### [Task prompt]
Only an exact, line-for-line copy of the data will serve as the answer.

### [Material for the task]
Issue #384, opened 2024-08-20
Add & update targets in TrustedRoot


fghanmi:
**Description**

The purpose of this issue is to track the changes required to add and update targets in the TrustedRoot.

jku:
I'm leaving this comment here instead of the PR since I think it's not specific to the implementation.

You said in the PR:
> actually, on our side we need to be able to manipulate `trust_root.json` in another Rust tool: `tuftool` (https://github.com/awslabs/tough/tree/develop), since as of now, only `sigstore-rs` manages the new-style targets `trust_root.json`. So, it's the library where this code would fit and would be reusable by other people who have a similar usecase.

I believe up to this point `sigstore-rs` has been 100% a **client** library (I could be wrong, I'm not too familiar at this point).

Modifying the trust root sounds like something only the folks running a sigstore instance would do. I can see how the functionality would be useful for folks running private deployments but... is sigstore-rs is the right place?
* including the code in a client library sounds a little weird -- 600 LOC that that will never be used by the actual client is likely not appealing to maintainers
* From an ecosystem perspective it feels like there should preferably be a single tool to producing/modifying  `trusted_root.json`... It's hard to tell if this PR would move towards that goal or away from it

Maybe this code does make sense in sigstore-rs -- it's true that some tools should exist for this -- but if I was a maintainer, I would like more clarity on the above points

flavio:
I totally agree with @jku. I think this is out of the scope of `sigstore-rs`

jku:
@fghanmi:

have you seen https://github.com/kommendorkapten/trtool -- I think kommendorkapten might be open to improvements if that looks roughly like what you need.

PR #385, opened 2024-08-20
Add functions: add/update/delete Targets in TrustedRoot

fghanmi:
#### Summary

The purpose of this PR is to add the required changes to add and update targets in the TrustedRoot. This will involve implementing two new functions:
`add_target(&mut self, new_target: TargetType, target_name: Target) -> Result<()> `
`update_target(&mut self, target: TargetType, target_name: Target) -> Result<()> `

These new functions improve the flexibility and usability of the TrustedRoot, making it easier to manage targets effectively.

Related issue: https://github.com/sigstore/sigstore-rs/issues/384
#### Release Note

Feature: Add and Update Targets in TrustedRoot

### DIFF
--- a/Cargo.toml
+++ b/Cargo.toml
@@ -155,6 +155,7 @@ hex = "0.4"
 json-syntax = { version = "0.12", features = ["canonicalize", "serde"] }
 tls_codec = { version = "0.4", features = ["derive"] }
 ring = "0.17"
+prost-types = "0.12.6"
 
 [dev-dependencies]
 anyhow = { version = "1.0", features = ["backtrace"] }
--- a/src/trust/sigstore/mod.rs
+++ b/src/trust/sigstore/mod.rs
@@ -44,6 +44,16 @@ pub struct SigstoreTrustRoot {
     trusted_root: TrustedRoot,
 }
 
+pub enum TargetType {
+    Authority(CertificateAuthority),
+    Log(TransparencyLogInstance),
+}
+pub enum Target {
+    CertificateAuthority,
+    TimestampAuthority,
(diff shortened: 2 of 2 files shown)


fghanmi:
Hello @flavio, @danbev, 
Could you please have a look ? 
Thank you in advance!

flavio:
Hi @fghanmi,
sorry for the delay, I was on vacation.

Can you provide some examples about why we would need to offer the ability to alter the contents of the TUF repository?

Currently the code cares only about downloading the official TUF repository or consuming a local checkout, then rely on that to perform different checks.

fghanmi:
> Hi @fghanmi, sorry for the delay, I was on vacation.
> 
> Can you provide some examples about why we would need to offer the ability to alter the contents of the TUF repository?
> 
> Currently the code cares only about downloading the official TUF repository or consuming a local checkout, then rely on that to perform different checks.

Hello @flavio 
actually, on our side we need to be able to manipulate `trust_root.json` in another Rust tool: `tuftool` (https://github.com/awslabs/tough/tree/develop), since as of now, only `sigstore-rs`  manages the new-style targets `trust_root.json`. So, it's the library where this code would fit and would be reusable by other people who have a similar usecase.
In this case, we would be able to use this crate in `tough/tuftool` to manipulate `trust_root.json`.
(a similar change was done on sigstore-go  https://github.com/sigstore/sigstore-go/pull/247)

flavio:
I think changing the contents of the TUF repository is out of the scope of this library. Hence closing.

I can help with getting these changes into the `tough` crate upstream if you want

### [Task output]
Issue #384, opened 2024-08-20
Add & update targets in TrustedRoot


fghanmi:
**Description**

The purpose of this issue is to track the changes required to add and update targets in the TrustedRoot.

jku:
I'm leaving this comment here instead of the PR since I think it's not specific to the implementation.

You said in the PR:
> actually, on our side we need to be able to manipulate `trust_root.json` in another Rust tool: `tuftool` (https://github.com/awslabs/tough/tree/develop), since as of now, only `sigstore-rs` manages the new-style targets `trust_root.json`. So, it's the library where this code would fit and would be reusable by other people who have a similar usecase.

I believe up to this point `sigstore-rs` has been 100% a **client** library (I could be wrong, I'm not too familiar at this point).

Modifying the trust root sounds like something only the folks running a sigstore instance would do. I can see how the functionality would be useful for folks running private deployments but... is sigstore-rs is the right place?
* including the code in a client library sounds a little weird -- 600 LOC that that will never be used by the actual client is likely not appealing to maintainers
* From an ecosystem perspective it feels like there should preferably be a single tool to producing/modifying  `trusted_root.json`... It's hard to tell if this PR would move towards that goal or away from it

Maybe this code does make sense in sigstore-rs -- it's true that some tools should exist for this -- but if I was a maintainer, I would like more clarity on the above points

flavio:
I totally agree with @jku. I think this is out of the scope of `sigstore-rs`

jku:
@fghanmi:

have you seen https://github.com/kommendorkapten/trtool -- I think kommendorkapten might be open to improvements if that looks roughly like what you need.

PR #385, opened 2024-08-20
Add functions: add/update/delete Targets in TrustedRoot

fghanmi:
#### Summary

The purpose of this PR is to add the required changes to add and update targets in the TrustedRoot. This will involve implementing two new functions:
`add_target(&mut self, new_target: TargetType, target_name: Target) -> Result<()> `
`update_target(&mut self, target: TargetType, target_name: Target) -> Result<()> `

These new functions improve the flexibility and usability of the TrustedRoot, making it easier to manage targets effectively.

Related issue: https://github.com/sigstore/sigstore-rs/issues/384
#### Release Note

Feature: Add and Update Targets in TrustedRoot

### DIFF
--- a/Cargo.toml
+++ b/Cargo.toml
@@ -155,6 +155,7 @@ hex = "0.4"
 json-syntax = { version = "0.12", features = ["canonicalize", "serde"] }
 tls_codec = { version = "0.4", features = ["derive"] }
 ring = "0.17"
+prost-types = "0.12.6"
 
 [dev-dependencies]
 anyhow = { version = "1.0", features = ["backtrace"] }
--- a/src/trust/sigstore/mod.rs
+++ b/src/trust/sigstore/mod.rs
@@ -44,6 +44,16 @@ pub struct SigstoreTrustRoot {
     trusted_root: TrustedRoot,
 }
 
+pub enum TargetType {
+    Authority(CertificateAuthority),
+    Log(TransparencyLogInstance),
+}
+pub enum Target {
+    CertificateAuthority,
+    TimestampAuthority,
(diff shortened: 2 of 2 files shown)


fghanmi:
Hello @flavio, @danbev, 
Could you please have a look ? 
Thank you in advance!

flavio:
Hi @fghanmi,
sorry for the delay, I was on vacation.

Can you provide some examples about why we would need to offer the ability to alter the contents of the TUF repository?

Currently the code cares only about downloading the official TUF repository or consuming a local checkout, then rely on that to perform different checks.

fghanmi:
> Hi @fghanmi, sorry for the delay, I was on vacation.
> 
> Can you provide some examples about why we would need to offer the ability to alter the contents of the TUF repository?
> 
> Currently the code cares only about downloading the official TUF repository or consuming a local checkout, then rely on that to perform different checks.

Hello @flavio 
actually, on our side we need to be able to manipulate `trust_root.json` in another Rust tool: `tuftool` (https://github.com/awslabs/tough/tree/develop), since as of now, only `sigstore-rs`  manages the new-style targets `trust_root.json`. So, it's the library where this code would fit and would be reusable by other people who have a similar usecase.
In this case, we would be able to use this crate in `tough/tuftool` to manipulate `trust_root.json`.
(a similar change was done on sigstore-go  https://github.com/sigstore/sigstore-go/pull/247)

flavio:
I think changing the contents of the TUF repository is out of the scope of this library. Hence closing.

I can help with getting these changes into the `tough` crate upstream if you want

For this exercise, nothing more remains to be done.